Stay away from the Rockler jig too. I am sure they meant well, adjustments are a pain in @ss


----------



## oakdust (Dec 15, 2007)

Looked at the router boss awsome tool but looks like it has a high learning curve. Leigh looks the best so far.
Thinking the 18" with the accesory kit


----------



## louie (Mar 25, 2009)

I personally use the katie jig, it is very easy to use the manual is a bit undesirable, but it is ready to go out of the box. You can cut pins on 1 side and tails on the other at the same time. but with 1 router you have to change the bits. You can use it with a hand router or table unit. I am blind and I found it very easy.


----------



## DrDirt (Feb 26, 2008)

Leigh D4R But it doesn't do pins and tails at the same time.
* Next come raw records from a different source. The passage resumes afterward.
PR #4188, opened 2025-11-14
Decrease mocking in nexus specs


enescakir:
### Here’s my PR to help me use my 5-hour flight productively while offline. I removed excessive mocking in the nexus specs. This adds more verification, especially for destroy tests, while also removing 78 lines of code.

- **Rename prj to project in Nexus spec**
  It's better to use consistent `let(:)` variable names across specs to
  make moving code around easier. Since most of our specs use project
  instead of prj, I’m updating it here for consistency.
  

- **Create vm related resources instead of mocking in nexus specs**
  Currently, the tests do not persist these models to the database and
  mock some parts of them.
  
  Since we try to avoid mocking database operations, it’s better to create
  real resources.
  
  Because we don’t need them in all tests, I’ve moved their creation to
  the relevant tests in future commits. I also removed mocking in those
  commits.
  

- **Remove project mocks in nexus specs**
  

- **Remove vm host mocks in nexus specs**
  I was surprised by some tests, especially the destroy ones.
  
  After destroying a VM host/slice, the tests didn’t actually check if the
  resources were freed which I think is the most important thing to verify
  in destroy tests. Instead, they were just mocking some data and checking
  that associated objects were called.
  
  I’ve removed the VM host mocks and added real verification that
  resources get freed in destroy tests. While I was at it, I also
  reordered some destroy tests to make them cover specific cases.
  
  Finally, the `#destroy_slice` and `#destroy` tests were mixed together,
  so I separated them for clarity.
  

- **Remove billing record and storage volume mocks in nexus specs**
  Also we don't need to create these resources for each tests.
  

- **Use real strand for nexus tests**
  It helps us to remove semaphore and stack mocks.
  

- **Remove nic mocks in nexus specs**

### DIFF
--- a/spec/prog/vm/nexus_spec.rb
+++ b/spec/prog/vm/nexus_spec.rb
@@ -1092,7 +1092,7 @@ RSpec.describe Prog::Vm::Nexus do
   describe "#destroy_slice" do
     it "#destroy_slice when no slice" do
       expect { nx.destroy_slice }.to exit({"msg" => "vm deleted"})
-      expect(Vm[vm.id]).to be_nil
+      expect(vm.exists?).to be(false)
     end
 
     it "#destroy_slice with a slice" do
@@ -1103,7 +1103,7 @@ RSpec.describe Prog::Vm::Nexus do
       expect { nx.destroy_slice }.to exit({"msg" => "vm deleted"})
       expect(vm_host_slice.reload.enabled).to be(false)
       expect(Semaphore[strand_id: vm_host_slice.id, name: "destroy"]).not_to be_nil
-      expect(Vm[vm.id]).to be_nil
+      expect(vm.exists?).to be(false)
     end
 
     it "skips destroy slice when slice already disabled" do
@@ -1114,7 +1114,7 @@ RSpec.describe Prog::Vm::Nexus do
       expect { nx.destroy_slice }.to exit({"msg" => "vm deleted"})
       expect(vm_host_slice.reload.enabled).to be(false)
       expect(Semaphore[strand_id: vm_host_slice.id, name: "destroy"]).to be_nil
-      expect(Vm[vm.id]).to be_nil
+      expect(vm.exists?).to be(false)
     end
   end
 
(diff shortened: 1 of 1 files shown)


enescakir:
I tried to split this into multiple commits, but they might not be fully isolated

fdr:
Not that tests aren't important to have legible history to a degree, but I think you did the right thing here, for something as shotgun surgery-ish as this: getting it done and reducing conflict drag is more important than our usual standard of manicuring things for implementation changes.

fdr:
(@jeremyevans said he'd review, I was going to glance and approve to ensure you didn't pay conflict costs on this, but as he's the methodological master, I'm not about to pre-empt it)

spec/prog/vm/nexus_spec.rb
```diff
@@ -998,178 +976,174 @@ def requested_disk_size(st)
...
-    it "hops to wait_aws_vm_destroyed if vm is in aws" do
-      location_id = Location.create(name: "us-west-2", provider: "aws", project_id: project.id, display_name: "us-west-2", ui_name: "us-west-2", visible: true).id
-      vm.update(project_id: project.id, location_id:)
-      st.update(prog: "Vm::Nexus", label: "destroy", stack: [{}])
-      child = Strand.create(parent_id: st.id, prog: "Aws::Instance", label: "start", stack: [{}])
-      expect(nx).to receive(:bud).with(Prog::Aws::Instance, {"subject_id" => vm.id}, :destroy)
-      expect { nx.destroy }.to hop("wait_aws_vm_destroyed")
-      expect(Semaphore[strand_id: child.id, name: "destroy"]).not_to be_nil
-      expect(vm.display_state).to eq("deleting")
+      expect(Vm[vm.id]).to be_nil
```
jeremyevans: An alternative would be `expect(vm.exists?).to be false` (maybe there is a better way to do that in rspec).

spec/prog/vm/nexus_spec.rb
```diff
@@ -162,17 +147,17 @@ def requested_disk_size(st)
 
     it "requests as many gpus as specified" do
       st = described_class.assemble("some_ssh key", project.id, size: "standard-2", gpu_count: 2)
-      expect(st.stack[0]["gpu_count"]).to eq(2)
+      expect(st.stack.first["gpu_count"]).to eq(2)
```
jeremyevans, line 150: This seems unrelated to the other improvements. No objections, though.

jeremyevans (approved):
This is a huge improvement, and we would be much better off if the rest of the specs were converted similarly. Thank you very much for working on this.

PR #4191, opened 2025-11-15
postgres create: pg_config & pgbouncer fields

serprex:
default configuration lacking what's necessary for failover slots,
adding pg_config to create request avoids needing to manage immediately updating config after create,
which helps with api usage where config tuning is a common use case

----

> [!IMPORTANT]
> Adds `pg_config` field to Postgres creation, allowing custom configurations, with validation and updated OpenAPI spec.
> 
>   - **Behavior**:
>     - Adds `pg_config` field to Postgres creation in `postgres_post` in `helpers/postgres.rb` and `assemble` in `prog/postgres/postgres_resource_nexus.rb`.
>     - Validates `pg_config` using `PostgresConfigValidator`.
>     - Updates OpenAPI spec in `openapi.yml` to include `pg_config` in Postgres creation request.
>   - **Tests**:
>     - Adds tests in `postgres_spec.rb` for valid and invalid `pg_config` values during Postgres creation.
>     - Verifies `pg_config` is correctly set and retrievable via API.
> 
> <sup>This description was created by </sup>[Ellipsis](https://www.ellipsis.dev?ref=ubicloud%2Fubicloud&utm_source=github&utm_medium=referral)<sup> for 5cf5aacd792a15eccd232c4fbcea2e6daa50beff. You can [customize](https://app.ellipsis.dev/ubicloud/settings/summaries) this summary. It will automatically update as commits are pushed.</sup>

### DIFF
--- a/cli-commands/pg/post/create.rb
+++ b/cli-commands/pg/post/create.rb
@@ -9,6 +9,8 @@ UbiCli.on("pg").run_on("create") do
     on("-s", "--size=size", Option::POSTGRES_SIZE_OPTIONS.keys, "server size")
     on("-S", "--storage-size=size", Option::POSTGRES_STORAGE_SIZE_OPTIONS, "storage size GB")
     on("-v", "--version=version", Option::POSTGRES_VERSION_OPTIONS[PostgresResource::Flavor::STANDARD], "PostgreSQL version")
+    on("-c", "--pg-config=config", "postgres config (e.g key1=value1,key2=value2)")
+    on("-u", "--pgbouncer-config=config", "pgbouncer config (e.g. key1=value1,key2=value2)")
     on("-t", "--tags=tags", "tags (e.g. key1=value1,key2=value2)")
     on("-R", "--restrict-by-default", "restrict access by default (add firewall rules to allow access)")
   end
@@ -21,6 +23,8 @@ UbiCli.on("pg").run_on("create") do
   run do |opts, cmd|
     params = underscore_keys(opts[:pg_create])
     pg_tags_to_hash(params, cmd)
+    params_to_hash(params, :pg_config, "config", cmd)
+    params_to_hash(params, :pgbouncer_config, "pgbouncer config", cmd)
     id = sdk.postgres.create(location: @location, name: @name, **params).id
     response("PostgreSQL database created with id: #{id}")
   end
--- a/helpers/postgres.rb
+++ b/helpers/postgres.rb
@@ -10,6 +10,8 @@ class Clover
     storage_size = typecast_params.pos_int("storage_size")
     ha_type = typecast_params.nonempty_str("ha_type", PostgresResource::HaType::NONE)
     version = typecast_params.nonempty_str("version", PostgresResource::DEFAULT_VERSION)
+    user_config = typecast_params.Hash("pg_config", {})
+    pgbouncer_user_config = typecast_params.Hash("pgbouncer_config", {})
     tags = typecast_params.array(:Hash, "tags", [])
     with_firewall_rules = !typecast_params.bool("restrict_by_default")
 
@@ -30,6 +32,18 @@ class Clover
     requested_postgres_vcpu_count = (requested_standby_count + 1) * parsed_size.vcpu_count
     Validation.validate_vcpu_quota(@project, "PostgresVCpu", requested_postgres_vcpu_count)
 
+    pg_validator = Validation::PostgresConfigValidator.new(version)
+    pg_errors = pg_validator.validation_errors(user_config)
+
+    pgbouncer_validator = Validation::PostgresConfigValidator.new("pgbouncer")
+    pgbouncer_errors = pgbouncer_validator.validation_errors(pgbouncer_user_config)
+
+    if pg_errors.any? || pgbouncer_errors.any?
+      pg_errors = pg_errors.map { |key, value| ["pg_config.#{key}", value] }.to_h
+      pgbouncer_errors = pgbouncer_errors.map { |key, value| ["pgbouncer_config.#{key}", value] }.to_h
+      raise Validation::ValidationFailed.new(pg_errors.merge(pgbouncer_errors))
+    end
+
     pg = nil
     DB.transaction do
       pg = Prog::Postgres::PostgresResourceNexus.assemble(
@@ -41,7 +55,9 @@ class Clover
         target_version: version,
         ha_type:,
         with_firewall_rules:,
-        flavor:
+        flavor:,
+        user_config:,
+        pgbouncer_user_config:
       ).subject
       pg.update(tags:)
       audit_log(pg, "create")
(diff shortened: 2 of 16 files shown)


fdr:
dumb terminology question: do we _really_ want to call it `pg_config`, which as an important  binary by the same name?

```
fdr@albatross ~/c/clover ((5bea460b))> pg_config
BINDIR = /home/fdr/.local/share/mise/installs/postgres/17.6/bin
DOCDIR = /home/fdr/.local/share/mise/installs/postgres/17.6/share/doc
HTMLDIR = /home/fdr/.local/share/mise/installs/postgres/17.6/share/doc
INCLUDEDIR = /home/fdr/.local/share/mise/installs/postgres/17.6/include
PKGINCLUDEDIR = /home/fdr/.local/share/mise/installs/postgres/17.6/include
INCLUDEDIR-SERVER = /home/fdr/.local/share/mise/installs/postgres/17.6/include/server
LIBDIR = /home/fdr/.local/share/mise/installs/postgres/17.6/lib
PKGLIBDIR = /home/fdr/.local/share/mise/installs/postgres/17.6/lib
LOCALEDIR = /home/fdr/.local/share/mise/installs/postgres/17.6/share/locale
MANDIR = /home/fdr/.local/share/mise/installs/postgres/17.6/share/man
SHAREDIR = /home/fdr/.local/share/mise/installs/postgres/17.6/share
SYSCONFDIR = /home/fdr/.local/share/mise/installs/postgres/17.6/etc
PGXS = /home/fdr/.local/share/mise/installs/postgres/17.6/lib/pgxs/src/makefiles/pgxs.mk
CONFIGURE =  '--prefix=/home/fdr/.local/share/mise/installs/postgres/17.6' '--with-uuid=e2fs' '--with-openssl' '--with-zlib' '--with-libraries='''/opt/local/lib:/sw/lib:/usr/local/opt/openssl/lib:/opt/openssl/lib:/lib:/openssl/lib:/libressl/lib:/lib:/usr/local/lib:/usr/lib'''' '--with-includes='''/opt/local/lib:/sw/lib:/usr/local/opt/openssl/include:/opt/openssl/include:/opt/homebrew/include:/include:/openssl/include:/libressl/include:/include:/usr/local/include:/usr/local/lib:/usr/lib''''
CC = gcc
CPPFLAGS = -D_GNU_SOURCE -I/usr/local/include -I/usr/local/lib
CFLAGS = -Wall -Wmissing-prototypes -Wpointer-arith -Wdeclaration-after-statement -Werror=vla -Wendif-labels -Wmissing-format-attribute -Wimplicit-fallthrough=3 -Wcast-function-type -Wshadow=compatible-local -Wformat-security -fno-strict-aliasing -fwrapv -fexcess-precision=standard -Wno-format-truncation -Wno-stringop-truncation -O2
CFLAGS_SL = -fPIC
LDFLAGS = -L/lib -L/lib -L/usr/local/lib -Wl,--as-needed -Wl,-rpath,'/home/fdr/.local/share/mise/installs/postgres/17.6/lib',--enable-new-dtags
LDFLAGS_EX = 
LDFLAGS_SL = 
LIBS = -lpgcommon -lpgport -lssl -lcrypto -lz -lreadline -lm 
VERSION = PostgreSQL 17.6
```

jeremyevans (approved):
It seems inconsistent to do this only for `user_config` and not `pgbouncer_user_config`.

Generally, when adding support to the API, we also add CLI support. We aim for CLI support for all API features.

However, I can work on support for both of those, so this looks good to me.

fdr:
ah nevermind, we committed this sin in the pre-existing endpoint nomenclature. Alas, a small scar for-ever I guess. Well how often are these two going to generate lexical confusion anyway? Probably not that often.

serprex:
There's less urgency here, I'll add pgbouncer later tonight. If you have a PR I can use as reference for CLI support I can take a stab at that too

jeremyevans:
> There's less urgency here, I'll add pgbouncer later tonight. If you have a PR I can use as reference for CLI support I can take a stab at that too

For the cli command, you'll want to update https://github.com/ubicloud/ubicloud/blob/main/cli-commands/pg/post/create.rb to support the config entries. You can probably borrow code from https://github.com/ubicloud/ubicloud/blob/main/cli-commands/pg/post/add-config-entries.rb. Instead of separate arguments per config entry, you'll want a command line option (maybe `-c`) that takes a single string value, and split that string.

serprex:
Went with `-u` for pgbouncer config because it's a sideways `c` & letter is in pgbouncer

serprex:
Squashed. Not much to describe since this PR doesn't really add anything, just plumbs existing config code into create path

fdr (changes requested):
It took me at least a minute searching my recent memory to understand the commit message, and I would not be able to understand it a couple of weeks from now at all. Let's change it. I will make a proposal:

```
Allow Postgres configuration in create API to support failover slots

Currentlhy, Postgres's default configuration prevents creating
failover replication slots, requiring a second API call to update
settings after creation.

Add a configuration field to the create API payload, allowing users
to enable these slots (and other settings) upon creation.

Also expose PgBouncer configuration in the same way for consistency.
```

I used a LLM having related the rough draft to deal with things like converting to the Git-nominal imperative mood.

I had the same LLM write a prompt for what my iterations descriptively accomplished. Here it is. I have found this form of prompt "boosting" pretty effective as a general practice, especially if you perform a deep research to obtain context from the web, e.g. style manuals people have written:

```
**Git Commit Message Refinement Prompt**

Edit this git commit message for conciseness, clarity, and directness. Apply these principles:

1. **Structure:** Problem → Solution. Lead with the "why" (what limitation or bug does this fix?), then explain the "what" (what change enables it?).

2. **Tone & Voice:**
   - Use imperative mood in the body (e.g., "Add a field..." not "This change adds...").
   - Avoid filler words and adverbs (e.g., "previously," "immediately," "instantiation").
   - Prefer active voice over passive.

3. **Vocabulary:**
   - Replace jargon with precise technical terms (e.g., "creation" over "instantiation").
   - Cut buzzwords and abstract language.

4. **Title:**
   - Concise and action-oriented (verb + object).
   - Include high-value context if it clarifies the motivation (e.g., "to support failover slots").

5. **Secondary Changes:**
   - Separate related but non-primary changes into their own sentences or paragraphs.
   - Use "Also" to signal secondary work and justify it briefly (e.g., "for consistency").

6. **Completeness:**
   - Include all systems/components touched, even if secondary (for `git log --grep` searchability).
   - Keep each logical unit concise; avoid running multiple ideas into one sentence.

***

**Original:**
[PASTE MESSAGE]

**Refine it applying the above principles.**

***
```

fdr:
(I had to edit the edit for technical correctness after the editing process, and I think this was due to subtle hair-splitting accuracy in my rough draft, so the LLM was not entirely wrong to make the mistake)

fdr (approved):

furkansahin (approved):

Guess you have to pick your poison - - I am not aware of any jigs that have adjustable spacing that would cut pins and tails at the same time. That is only on the fixed spacing version.


----------



## PurpLev (May 30, 2008)

I'm kinda surprised that there are so little Akeda users/fans out there, personally, If I was in the market for a dovetail jig - I'd definitely go with the Akeda based on my research. but with all honesty - I have no experience with any of them, so take this with a grain of salt.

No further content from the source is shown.